Approach used in studying CD38

The conventional methodology used in the study of CD38 has always been immunostaining. GFP was chosen because its fluorescence is an intrinsic property of the protein, which does not require additional gene products. Besides, time and effort can be saved in raising antibodies to localize CD38 in live cells. This model system enables one to monitor the trafficking and internalization of receptors in living cells in real time under confocal microscopy.

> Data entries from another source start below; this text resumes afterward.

PR #279, opened 2022-12-30
fix: Monster Data Model bugfixes

wyrmisis:
## Intent

This changeset fixes some stuff we didn't catch when monster data models went in the first time. Oops!


anthonyronda (approved):
LGTM :)

PR #289, opened 2023-01-11
fix: Additional v1.7.x fixes

wyrmisis:
## Intent

This changeset fixes some additional bugs found by users, namely:
* The character generator once again generates stats
* Treasure items created from the character sheet once again go into the correct heading
* Items of `item` type should once again display their descriptions

Note: I'm not 100% sure how to test the item description fix, but I'm happy to take suggestions!

### DIFF
--- a/src/module/actor/actor-sheet.js
+++ b/src/module/actor/actor-sheet.js
@@ -371,7 +371,7 @@ export class OseActorSheet extends ActorSheet {
   _createItem(event) {
     event.preventDefault();
     const header = event.currentTarget;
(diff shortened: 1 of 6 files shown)


anthonyronda (changes requested):
`item` fix still elusive.

Check for bug by comparing `item/item-sheet.js`'s `data.enriched` in `getData()` with each item type's template file. `armor` and `item` templates say `system.enrichedDescription` instead of `enriched.description`

anthonyronda (approved):
LGTM

PR #292, opened 2023-01-13
Updates to Item Piles system integration

Haxxer:


Haxxer:
It utilizes the new Item Piles API method `addSystemIntegration` which allows us to increment the `VERSION` property when it is changed, which will gracefully update users to newer versions of data structures.

Haxxer:
This last commit ensures that items of type `weapon`, `armor`, and `container` are always considered to be separate documents and cannot stack, and makes sure that items of type `item` with the `treasure` property enabled will be considered as a separate document to items with it disabled.

anthonyronda (approved):
LGTM

Issue #124, opened 2022-02-24
[Enhancement] A new setting to toggle Ctrl/Cmd+click behavior when rolling attacks


woodwardj:
If I need to roll multiple NPC attacks, it is nice to just click x number of attacks instead of clicking the attack and then the pop-up for each attack.   It seems that the default should be no situational modifiers, so that should require the least number of clicks.  DCC has a nice setup where you Ctrl-Click to modify a dice roll, or it just rolls with the default roll settings.

woodwardj:
I just realized that Ctrl-click can be used to quickly roll without the modifier popup dialog.   It would be nice to have the option to invert the behavior but it is completely workable as is.

anthonyronda:
Speaking of Ctrl-click, it appears to be broken for me on Mac 😮. Neither Ctl+click nor Cmd+click do anything

I believe we aren't using the V9 keybind API which would fix that

praetor:
Having a modification dialog option for other non-attack rolls would be nice. For abilities which are clicked to roll, being able to add situational modifiers would be a great enhancement.

anthonyronda:
We've just had a request on the OSE Community Discord for the same feature. 

Changing the issue title to help with discovery

### Current behavior 

When you click on an attack roll, there's a modifier dialog box that asks to input a roll input before rolling. You may skip this by holding ctl/cmd as you click. There is not a setting to invert, showing the prompt only while holding ctl/cmd. There is not a modifier window for every type of item roll.

### Requested behavior

There is a new setting toggle the user can select. It will allow users to make all attack rolls without showing the modifier dialog box.

PR #294, opened 2023-01-14
[enhancement] Added option to revert Ctrl/Meta behavior

bakbakbakbakbak:
resolves vttred/ose#124

Fixed the Mac-issues with Meta key for rolling, and added an option to reverse the behavior of clicking on a roll with ctrl/meta held down.

### DIFF
--- a/src/e2e/actor/character.e2e.test.js
+++ b/src/e2e/actor/character.e2e.test.js
@@ -5,7 +5,19 @@ export const options = {
   displayName: 'The Character Sheet'
 };
 
-export default ({before, beforeEach, after, describe, it, expect, ...context}) => {
+/**
+ * If there are dialogs, close them.
+ * @returns {Promise} the promise from closing dialogs
+ */
+export const closeRollDialog = async () => {
+  const openDialogs = Object.values(ui.windows).filter(o => o.options.classes.indexOf('dialog') > -1);
+
+  openDialogs?.forEach(async (o) => {
+    await o.close();
+  }) 
+}
+
+export default ({before, beforeEach, after, afterEach, describe, it, expect, ...context}) => {
   const testCharacterName = 'Quench Test Character';
   const prepareActor = async (data) => {
     await trashChat();
@@ -17,11 +29,26 @@ export default ({before, beforeEach, after, describe, it, expect, ...context}) =
       type: 'character'
     });
   };
+
   const testActor = () => game.actors.getName(testCharacterName);
   const trashActor = () => testActor()?.delete();
   
   const rollNoMods = async (key, rollFn) => {
     await testActor()[rollFn](key, {fastForward: true});
+    await waitForInput();
+    expect(game.messages.size).to.equal(1);
+  }
+
+  const rollNoModsSkipDialog = async (key, rollFn) => {
+    const ctrl_down = new KeyboardEvent('keydown', {ctrlKey: true});
+    await testActor()[rollFn](key, {event: ctrl_down});
+    await waitForInput();
+    expect(game.messages.size).to.equal(1);
+  }
+
+  const rollNoModsSkipDialogMeta = async (key, rollFn) => {
+    const meta_down = new KeyboardEvent('keydown', {metaKey: true});
+    await testActor()[rollFn](key, {event: meta_down});
     await waitForInput();
     expect(game.messages.size).to.equal(1);
   }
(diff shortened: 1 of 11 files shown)


src/module/actor/entity.js
```diff
@@ -134,7 +134,13 @@ export class OseActor extends Actor {
       details: game.i18n.format("OSE.roll.details.save", { save: label }),
     };
 
-    let skip = options?.event?.ctrlKey || options.fastForward;
+    const invertedCtrlBehavior = game.settings.get(game.system.id, "invertedCtrlBehavior");
```
wyrmisis, line 137: We're using this in a few places. We should extract it into its own method.

wyrmisis (changes requested):

src/module/actor/entity.js
bakbakbakbakbak: Indeed. I made an effort for it in the latest commit, also to realize there are no tests written for monster rolls.

wyrmisis: re: no tests for, well, sheets in general -- I'd started writing tests for sheets, but we're also looking at a new sheet design (which we're looking at doing in Vueport). No sense doing work we're eventually tossing out :)

src/module/actor/entity.js
```diff
@@ -33,6 +33,15 @@ export class OseActor extends Actor {
     return super.createEmbeddedDocuments(embeddedName, data, context);
   }
 
+  skipRollDialogCheck(options) {
```
wyrmisis, line 36: I think this ought to not be public. We could...
* mark this as private (with a pound sign in front of the name, like we're doing in the data models)
* mark it as static (since it's not using anything from the class)
* move it out of the class and put it in a collection of helper methods.

Thoughts?

src/e2e/actor/character.e2e.test.js
```diff
@@ -5,7 +5,21 @@ export const options = {
   displayName: 'The Character Sheet'
 };
 
-export default ({before, beforeEach, after, describe, it, expect, ...context}) => {
+// TODO: Write Monster roll tests
```
wyrmisis, line 8: This file is meant for tests for the Character actor type. We'll want a separate file for Monsters.

src/module/actor/entity.js
bakbakbakbakbak: Well that is certainly a good point :D

src/module/actor/entity.js
bakbakbakbakbak: I tried marking it as private, but couldn't get it to work (my knowledge is very limited on this), I opted for the last option with my latest commit. (Ps. thanks a lot for your patience!)

src/module/behaviourHelpers.js
```diff
@@ -0,0 +1,10 @@
+export const skipRollDialogCheck = (event) => {
+    const invertedCtrlBehavior = game.settings.get(game.system.id, "invertedCtrlBehavior");
+
+    console.log('Helper triggered.')
```
wyrmisis, line 4: I think we ought to remove this console.log.

src/module/actor/entity.js
wyrmisis: Thank *you* for your patience on all of my comments, hahaha.

src/module/behaviourHelpers.js
bakbakbakbakbak: Haha indeed :)

wyrmisis (approved):
Looks good!

src/lang/de.json
```diff
@@ -181,6 +181,8 @@
   "OSE.Setting.applyDamageOptionHint": "Auf welche(n) Token bei einem Angriffswurf Schaden angewendet werden soll",
   "OSE.Setting.damageSelected": "Ausgewählt",
   "OSE.Setting.damageTarget": "Ziel",
+  "OSE.Setting.InvertedCtrlBehavior": "Roll umkehren Ctrl/Meta-Taste",
+  "OSE.Setting.InvertedCtrlBehaviorHint": "Kehrt das Verhalten beim Halten von Ctrl/Meta beim Klicken auf eine Rolle um.",
```
anthonyronda, line 185: For future reference, please only commit English strings to source. We use https://crowdin.com/project/ose for translating strings

anthonyronda (approved):
LGTM

anthonyronda:
@all-contributors please add @bakbakbakbakbak for code

src/lang/de.json
bakbakbakbakbak: Oooh I had no idea, thanks for letting me know, and: YAAAY :D

Issue #298, opened 2023-01-16
Asking for confirmation when deleting container with items in it


bakbakbakbakbak:
### New Feature or Changed Behaviour

When deleting a container from the ActorSheet, I would like to be asked for confirmation if I really want to do this to prevent mass-spillage of items into my inventory.

### Why?

Deleting a container by mistake containing many items would result in a massive time loss due to clean-up.

### Code of Conduct

- [X] I agree to follow this project's Code of Conduct

Issue #295, opened 2023-01-15
Unable to delete container if populated by item


bakbakbakbakbak:
### What happened?

Steps to reproduce:
1. Create container
2. Create item
3. Drag item into container
4. Try to delete container

### What is the expected behaviour?

When deleting the container, the items should repopulate the correct inventory category.

### Relevant Errors and Warnings

```shell
`Uncaught (in promise) Error: You must provide an _id for every object in the update data Array.
    _preUpdateDocumentArray foundry.js:12648
    _updateEmbeddedDocuments foundry.js:12614
    update commons.js:6770
    updateDocuments commons.js:6128
    updateEmbeddedDocuments commons.js:6321
    _removeItemFromActor actor-sheet.js:115
    activateListeners actor-sheet.js:537
    jQuery 2`
```

### Additional Support Details

Foundry Virtual Tabletop: Version 10, 10.288
Game System: ose, 1.7.3
Active Modules: 0
Performance Mode: 2

OS: Linux x86_64
Client: Mozilla/5.0 (X11; Linux x86_64; rv:108.0) Gecko/20100101 Firefox/108.0
GPU: Radeon R9 200 Series
Max Texture Size: 8192

No viewed scene

Actors: 1 | Items: 0 | Journal: 0 | Rollable Tables: 0 |
Playlists: 0 | Compendium Packs: 0 | Chat Messages: 2

### Foundry VTT Core Version

V10

### Old-School Essentials Core Version

1.7.3

### Please update your browser regularly. Which (updated) browsers are you seeing the problem on?

Firefox

### Code of Conduct

- [X] I agree to follow this project's Code of Conduct

PR #299, opened 2023-01-16
[enhancement] Container delete confirmation

bakbakbakbakbak:
Added a confirmation dialog that proceeds with deleting a container if user selects "Ok".

This only shows when deleting a container that is containing items.

### DIFF
--- a/src/module/actor/actor-sheet.js
+++ b/src/module/actor/actor-sheet.js
@@ -533,8 +533,39 @@ export class OseActorSheet extends ActorSheet {
       item.sheet.render(true);
     });
 
-    html.find(".item-delete").click((event) => {
-      this._removeItemFromActor(event);
+    html.find(".item-delete").click(async (event) => {
+      const item = this._getItemFromActor(event);
+      const itemData = item?.system;
+
+      if (item.type === "container" && itemData.itemIds.length > 0) {
+        // Create dialog
+        let templateData = { types:["ok", "cancel"] },
+          dlg = await renderTemplate(
+            `${OSE.systemPath()}/templates/items/delete-container.html`,
+            templateData
+          );
+  
+        const confirmation = new Dialog({
+          title: game.i18n.localize("OSE.dialog.deleteContainer"),
+          content: dlg,
+          buttons: {
+            ok: {
+              label: game.i18n.localize("OSE.Ok"),
+              icon: '<i class="fas fa-check"></i>',
+              callback: () => {
+                this._removeItemFromActor(event);
+              }
+            },
+            cancel: {
+              icon: '<i class="fas fa-times"></i>',
+              label: game.i18n.localize("OSE.Cancel"),
+            },
+          },
+          default: "cancel"
+        }).render(true);
+      } else {
+        this._removeItemFromActor(event);
+      }
     });
 
     html
--- a/src/module/actor/actor-sheet.js
+++ b/src/module/actor/actor-sheet.js
@@ -535,18 +535,16 @@ export class OseActorSheet extends ActorSheet {
 
     html.find(".item-delete").click((event) => {
       const item = this._getItemFromActor(event);
-      const itemData = item?.system;
 
-      if (item.type === "container" && itemData.itemIds.length > 0) {
-        Dialog.confirm({
-          title: game.i18n.localize("OSE.dialog.deleteContainer"),
-          content: game.i18n.localize("OSE.dialog.confirmDeleteContainer"),
-          yes: () => { this._removeItemFromActor(event); },
-          defaultYes: false
-        })
-      } else {
-        this._removeItemFromActor(event);
-      }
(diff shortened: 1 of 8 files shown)


bakbakbakbakbak:
resolves #298, resolves #295

src/templates/items/delete-container.html
```diff
@@ -0,0 +1,6 @@
+<form class="ose dialog">
+    <div>
+        {{localize 'OSE.dialog.confirmDeleteContainer'}}
+        Are you sure you want to delete the container?
```
wyrmisis, line 4: Should this be localized?

src/module/actor/actor-sheet.js
```diff
@@ -533,8 +533,39 @@ export class OseActorSheet extends ActorSheet {
...
+
+      if (item.type === "container" && itemData.itemIds.length > 0) {
+        // Create dialog
+        let templateData = { types:["ok", "cancel"] },
+          dlg = await renderTemplate(
+            `${OSE.systemPath()}/templates/items/delete-container.html`,
+            templateData
+          );
+  
+        const confirmation = new Dialog({
```
wyrmisis, line 548: You should be able to use `Dialog.confirm` for this: https://foundryvtt.com/api/v10/classes/client.Dialog.html#confirm

wyrmisis (changes requested):
Solid changes, I left some thoughts.

src/templates/items/delete-container.html
bakbakbakbakbak: You're right! I missed to remove my non-localized text!

src/module/actor/actor-sheet.js
bakbakbakbakbak: So much more elegant, thanks, I have now changed to using `Dialog.config` instead.

src/module/actor/actor-sheet.js
```diff
@@ -533,8 +533,20 @@ export class OseActorSheet extends ActorSheet {
       item.sheet.render(true);
     });
 
-    html.find(".item-delete").click((event) => {
-      this._removeItemFromActor(event);
+    html.find(".item-delete").click(async (event) => {
```
wyrmisis, line 536: This arrow function is async, but we're not awaiting anywhere. Should we be awaiting something?

bakbakbakbakbak: No, I missed that when I replaced the custom dialog with the Dialog.confirm - cleaned up in latest commit!

src/module/actor/actor-sheet.js
```diff
@@ -534,7 +534,19 @@ export class OseActorSheet extends ActorSheet {
     });
 
     html.find(".item-delete").click((event) => {
-      this._removeItemFromActor(event);
+      const item = this._getItemFromActor(event);
+      const itemData = item?.system;
+
+      if (item.type === "container" && itemData.itemIds.length > 0) {
```
wyrmisis, line 540: This is more personal preference than anything, but I'm generally a fan of as few branches as possible:

```js
if (item.type !== 'container' || !item?.system?.itemIds?.length)
  return this._removeItemFromActor(event);
  
Dialog.confirm({...});  
```

wyrmisis, line 540: `itemdata = item?.system` is something we'd do if we expect to get here without having a valid item to delete. If so, we might want to add similar checks to the `if` statement here.

wyrmisis (changes requested):
Sorry, just one more change (and a suggestion)

src/module/actor/actor-sheet.js
bakbakbakbakbak: Yes, I realize that I declared `itemData` only as a helper in the if-statement, so it makes no sense to keep given your suggested change above  - fixed in latest commit!

bakbakbakbakbak: I agree - fixed in latest commit!

src/module/actor/actor-sheet.js
```diff
@@ -534,7 +534,17 @@ export class OseActorSheet extends ActorSheet {
     });
 
     html.find(".item-delete").click((event) => {
-      this._removeItemFromActor(event);
+      const item = this._getItemFromActor(event);
+
+      if (item.type !== "container" || !item?.system?.itemIds?.length > 0)
```
wyrmisis, line 539: `item.type` => `item?.type`, since we're checking on the second condition

wyrmisis (changes requested):
Just one last little change!

src/module/actor/actor-sheet.js
bakbakbakbakbak: Indeed, this makes sense!

wyrmisis (approved):
Looks good, thanks for your patience!

anthonyronda:
I was able to test the change in the game system and I'm satisfied it works as intended. Thanks!

PR #301, opened 2023-01-17
feat(i18n): add Catalan and Chinese support to manifest

anthonyronda:


anthonyronda:
We'll also add Swedish

PR #306, opened 2023-01-18
fix: shopping cart now deducts gold

### LINKED ISSUE #282: Shopping Cart Fails to Deduct GP
### What happened?

1. Use OSE CharGen rolling stats and currency
2. Open Cart
3. Move item to inventory
4. Click purchase
5. Coins do not deduct
image

GP should be deducted from the total on the characters sheet.

```shell
No error.
```

Tested on 
M1 Mac Mini 
OS Ventura 13.1
Electron App

### Foundry VTT Core Version

V10

1.6.8

Other

### Code of Conduct

anthonyronda:
- a const wasn't declared properly
- added a missing return when gp item isn't found, otherwise a "not found" console error gets produced
Fixes #282


wyrmisis (approved):
💸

Other research interests in the laboratory

The other research interest in our laboratory is on BST-1 also known as CD157. cADP-ribose acts as an agent potent in mobilizing Ca²⁺ from ryanodine-sensitive, Ins(1,4,5)P₃-independent intracellular stores. cADP-ribose is thought to be an endogenous modulator of ryanodine receptors. Biological functions of cADP-ribose have been studied in sea-urchin eggs, as well as in a variety of mammalian cell systems. Convincing evidence is accumulating that cADP-ribose is involved in cardiac muscle contraction, glucose-induced release of insulin in endocrine pancreas and contraction of intestinal longitudinal muscle. In mammalian cells, cADP-ribose is synthesized by the membrane-bound enzymes CD38 and BST-1 /BP-3 , which is now renamed CD157 . Human BST-1/CD157, which was identified in a bone marrow stromal cell line, consists of 290 amino acids. The amino acid sequence corresponding to BST-1 cDNA contains an N-terminal signal sequence and a short C-terminal hydrophobic region, suggesting that BST-1 is a glycosylphosphatidylinositol (GPI)-anchored membrane protein. Thus BST-1 and CD38 are bifunctional ecto-enzymes, having both ADP-ribosyl cyclase and cADP-ribose hydrolase activities. However, both products, cADP-ribose and ADP-ribose, do not appear to cross the plasma membrane themselves. How cADP-ribose, which is presumably produced by extracellularly facing ADP-ribosyl cyclase, enters into the cell interior is currently under investigation.